La cartella clinica scomparsa e la responsabilità dell’ospedale

Al centro della vicenda c’è proprio la mancanza della cartella clinica, che avrebbe confermato le trasfusioni effettuate durante l’intervento. La donna si è ammalata di epatite C e poi di gravi complicazioni, ma senza il documento la famiglia non poteva dimostrare il legame tra le cure ricevute e la malattia.

L’ospedale ha perso i fascicoli a causa di infiltrazioni d’acqua nei locali di archivio, rendendo impossibile recuperare le prove scritte. Così la famiglia si è trovata senza la documentazione essenziale per far valere i propri diritti.

Nel nostro ordinamento, chi custodisce i documenti medici deve garantirne la conservazione e la reperibilità. Se questo non avviene, la responsabilità ricade sull’ente sanitario. È un principio già ribadito più volte dalla Corte di Cassazione e ora confermato dal Tribunale di Catania.

La battaglia legale e il rifiuto iniziale del risarcimento

Dopo la morte della donna, il marito ha affidato la causa all’avvocato Silvio Vignera, chiedendo l’indennizzo previsto per chi subisce danni da sangue infetto. La richiesta però è stata respinta dal ministero della Salute proprio perché mancava la cartella clinica a provare la trasfusione.

Questo documento era indispensabile per dimostrare il nesso tra terapia e danno. Senza la prova scritta, l’istanza è stata bocciata. Ma la famiglia non si è arresa e ha portato il caso davanti al tribunale.

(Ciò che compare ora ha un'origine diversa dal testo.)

PR #1731, opened 2025-09-11
Add the concept of a Button (i.e. reset) controlled by a DigitalOutput

pmelange:
**Description**

Adds support for a button (i.e. reset) controlled by a DigitalOutput.  Support for labgrid-client, similar to power, is also included.  Methods are press, release, press_for, and get.  With press_for a time period can be set.

This feature is needed for devices which need to have the reset button manipulated in order to do any of the following:
* reset the configuration
* enter into uboot
* start in tftpboot/bootp mode

Devices under test which require the reset button include at least
* mikrotik RB750GR3
* mikrotik SXTsq 5 AC
* Cudy WR3000

**Checklist**
- [x] Tests for the feature 
- [x] PR has been tested

### DIFF
--- a/doc/configuration.rst
+++ b/doc/configuration.rst
@@ -2313,6 +2313,72 @@ Implements:
 Arguments:
   - delay (float, default=2.0): delay in seconds between off and on
 
+ManualButtonDriver
+~~~~~~~~~~~~~~~~~~
+A :any:`ManualButtonDriver` requires the user to control the taget button.
+This is required if a strategy is used with the target, but no automatic
+button control is available.
+
+The driver's name will be displayed during interaction.
+
+Binds to:
+  - None
+
+Implements:
+  - :any:`ButtonProtocol`
+
+.. code-block:: yaml
+
+   ManualButtonDriver:
+     name: 'example-board'
+
+Arguments:
+  - None
+
+ExternalButtonDriver
+~~~~~~~~~~~~~~~~~~~~
+An :any:`ExternalButtonDriver` is used to control a target button via an
+external command.
+
+Binds to:
+  - None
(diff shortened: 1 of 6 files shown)


Emantor:
I see the value on the user interface side to support buttons as a concept, however I am hesitant to take this into Labgrid core when the digital output driver can already model a button well enough and we have the `ManualSwitchDriver` which competes with the `ManualButtonDriver`.

pmelange:
> I see the value on the user interface side to support buttons as a concept, however I am hesitant to take this into Labgrid core when the digital output driver can already model a button well enough and we have the `ManualSwitchDriver` which competes with the `ManualButtonDriver`.

I added the ManualButtonDriver for completeness, even though I do not use it in my code.  But if you feel that a console message like "Set $BUTTONNAME for target $TARGET to 'ON' and press enter" means to push a button and hold it, and "Set $BUTTONNAME for target $TARGET to 'OFF' and press enter" means to stop holding the button, then fine.  But to a some users that might no be clear.

Some examples of how the button driver is used in my code can be seen here...

https://github.com/pmelange/openwrt-testlab/blob/50b65d2a7f01c6b83fb30a0b24b599f73d64e134/labgrid/driver/ubootinteraction.py#L182-L186
https://github.com/pmelange/openwrt-testlab/blob/50b65d2a7f01c6b83fb30a0b24b599f73d64e134/labgrid/driver/openwrtubootdriver.py#L84-L129
https://github.com/pmelange/openwrt-testlab/blob/50b65d2a7f01c6b83fb30a0b24b599f73d64e134/labgrid/strategy/openwrtstrategy.py#L176-L184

La difesa ha sostenuto che non si può penalizzare chi chiede giustizia per la perdita di documenti causata dalla struttura sanitaria. Ha chiesto anche di ammettere testimonianze per ricostruire quanto accaduto, superando così il vuoto negli archivi.

Il verdetto: risarcimento anche senza cartella clinica

Il tribunale ha dato ragione alla difesa, escludendo che la mancanza della cartella clinica potesse bloccare il risarcimento. Ha sottolineato che è la struttura a dover rispondere se perde i documenti, e che il paziente o i suoi familiari non devono pagare il prezzo di quella negligenza.

È stata accettata la prova testimoniale per ricostruire i fatti. Alla fine, il ministero della Salute è stato condannato a pagare 77.500 euro al marito della donna.

La sentenza ribadisce un principio chiave: non si può negare un trattamento sanitario solo perché la struttura non conserva i documenti che lo dimostrano.

Questo caso apre una porta importante per chi, in situazioni simili, non riesce a dimostrare il danno per la perdita o distruzione delle cartelle cliniche. Ora si potrà chiedere il risarcimento anche senza avere tutti i documenti in mano.

Cosa cambia per pazienti e ospedali

La vicenda mette in luce problemi concreti nella gestione delle cartelle cliniche, soprattutto quando si parla di episodi vecchi anche decenni. Conservare bene i documenti non è solo un obbligo burocratico, ma una tutela fondamentale per chi ha subito danni.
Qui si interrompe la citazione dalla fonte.